重陽の節句に菊酒をたしなむという風流は、この短歌をよむ時まで知らなかった。


9月9日は、旧暦なら10月中旬頃…

「ああ、あの頃はちょうど『重陽の節句』の頃だったのか…」
と懐かしく思い出したことがある。



昔住んでいたアパートの大家は農家だった。
土のついたネギやにんじん等の野菜をよく玄関前に置いてくださった。
駐車場は、農地の一部を簡単に整地したような土だらけの場所。
秋になると駐車場には、「イガのついた栗」がたくさん落ちているものだった。
都会近くなのに驚くほど田舎なその街が大好きだった。
実家周辺よりも自然を感じられる、そんな地域だった。


私のアパートによく来ていた母は、いつも夕餉の支度をしてくれた。
ある日のこと、ご飯茶碗を見て驚いた。
「うわー!」
黄色い大きな栗がゴロゴロ入ったご飯に私は歓声をあげた。
いつのまにか母は、栗拾いをしていたのだ。
私の知らない間に栗を拾い、栗をむいてくれて…
その頃の私には、その手間暇に心を馳せる余裕などなかった。ただ、美味しく食べただけ。

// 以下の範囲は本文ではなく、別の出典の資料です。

Issue #2572, opened 2022-07-14
AttributeDict objects not always hashable


rikublock:
* Version: 5.29.2
* Python: 3.8.10
* OS: Linux

### What was wrong?
Depending on the items, `AttributeDict` might not always be hashable. 

For example, log entries returned by `eth_getLogs()` can contain list objects (in this case 'topics'), which are not hashable.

「栗ご飯」を食べたあの頃は、今思えば、ちょうど旧暦の「重陽の節句」の頃だったのかもしれない。
それから、しばらくして両親と「枚方の菊まつり」に旅もした。

何気ない日常の一コマ一コマ。
それが今となっては特別な映画のワンシーンのように心によみがえる…

戻ることはできない、かけがえのない時間が懐かしい。

現実生活の悩みはあるけれど、
後から思えば、それもいつかは夢のようなものと思えるかもしれない。

ここからの一瞬一瞬を大切にしていこうと心に思った。



あの時の感謝を込めて、旧暦の「重陽の節句」の頃には、
「菊酒と栗ご飯」を供えようか…

充分には伝えられなかった
「ありがとう」を込めて…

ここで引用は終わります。